In un certo senso, hai dato la risposta...Nel senso che proprio collegandosi a tutte le canzoni che credo che sia il titolo più più adatto. La sindrome di Stendhal è un disturbo psicosomatico che si  manifesta alla vista delle maestosità di determinate opere d'arte che in realtà lo vado ad evidenziare anche non soltanto in un'ottica di opere d'arte ma anche per dire ascoltando una canzone.

  • Infatti mi sembra un lavoro studiato dalla a alla z…

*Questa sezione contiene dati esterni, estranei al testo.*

PR #1367, opened 2015-01-29
Chicago ad orig date

adam3smith:
add original date and status to chicago-author-date. @nickbart1980 FYI.


adam3smith:
no objections, looks like this should work.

Sì, ovviamente c' è stato un lavoro, ma è un lavoro che è stato fatto dopo aver scritto le canzoni, nel senso che la scrittura delle canzoni io cerco di farla il piu' estranea possibile a tutti gli altri discorsi che vengono dopo. Nel senso quando mi metto a scrivere non penso a un discorso legato ad una coerenza di album o altro, deve essere la cosa più naturale possibile perché secondo me la chiave poi per arrivare agli ascoltatori è scrivere di getto.

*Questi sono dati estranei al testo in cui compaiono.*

PR #1373, opened 2015-01-30
Update exercer.csl

paulfrappe:
Some users reported a bug in the hyphen delimiting pages, wich appears as a square.  
Insertion in line 26: <term name="page-range-delimiter">-</term>

### DIFF
--- a/exercer.csl
+++ b/exercer.csl
@@ -23,6 +23,7 @@
       <date-part name="year"/>
     </date>
     <terms>
+      <term name="page-range-delimiter">-</term>
       <term name="presented at">présenté à</term>
       <term name="retrieved">disponible</term>
       <term name="from">sur</term>


adam3smith:
can you replicate this issue? Because that shouldn't be the case and iI'f that's a general issue, I'd rather fix this properly. The French locale uses a non-breaking hyphen here, which is my understanding is preferable to the regular hyphen by French standards (it prevents page ranges to split over line breaks).

paulfrappe:
I don't have the bug on my PC. Two users sent me messages about this issue. The second one had Zotero for Firefox and the plugin Word for windows 3.1.8.

adam3smith:
I'll see if I can replicate this.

  • Il tuo disco è stato anticipato da due brani ‘l'urlo di Munch’ ed ‘Il bacio di Klimt’, che hanno avuto un successo clamoroso...Quale è il segreto di questi brani che stanno spopolando tra i giovani?

Diciamo che dopo ‘il bacio di Klimt’ c’è stata una percezione diversa., Il bacio di Klimt insieme anche a girasoli  visto che questo album lo abbiamo portato avanti attraverso dei singoli per un po' di mesi. La prima canzone è uscita nel 2019, poi è uscito Klimt ed entrambe sono state certificate. Poi a gennaio abbiamo pubblicato l'urlo di Munch e quando Dio ti ha inventata.  Ovviamente non te lo aspetti perchè non c’erano stati numeri prima di Klimt quindi è stato inaspettato.Tutti gli altri singoli anche in quel caso sono cose inaspettate ma riesci a concepire che puoi farcela anche con i singoli successivi. Quando c’è un lavoro fatto bene con un progetto le cose arrivano.

  • Ci sono anche due tracce più introspettive come ‘Mi stai già perdendo’ e ‘Schopenhauer’...ci puoi raccontare di questi due brani?

Mi stai gia perdendo ha una storia particolare, nel senso che l'ho scritta nel periodo in cui scrissi ‘il bacio di klimt' e ha un approccio alla scrittura differente rispetto a Klimt. Difatti sono stato molto in difficoltà perchè fino all’ultimo avrei pubblicato “Mi stai già perdendo” come singolo quindi sarebbe stata una storia totalmente diversa... Ho trovato quasi d'obbligo inserire mi stai già perdendo. Stesso discorso per ‘Schopenauer’  che si è trovata a scontrarsi con un altro singolo. Quindi quando c’è stata da pubblicare Klimt c’è stato proprio un terno al lotto…

  • Romeo e Giulietta è già iconica perché ha quel hey che mi fa pensare a quanto sarebbe bello poterla cantare ad esempio in un arena di Verona...ci hai pensato?

Io penso che sarebbe bello non tanto cantarla all’arena di Verona ma live. Hai citato un posto sicuramente molto bello e questa canzone si presta sicuramente al live. Immagino questa canzone non cantata da me ma dalle persone…ha un ritornello di una semplicità tale che è impossibile non cantarla.

  • A proposito di live, hai intenzione di organizzare qualcosa?

Assolutamente si, ci stiamo lavorando con calma perchè mi piace fare le cose bene a maggior ragione in una situazione del genere che sembra stia andando in miglioramento. Mi sto prendendo del tempo ma si!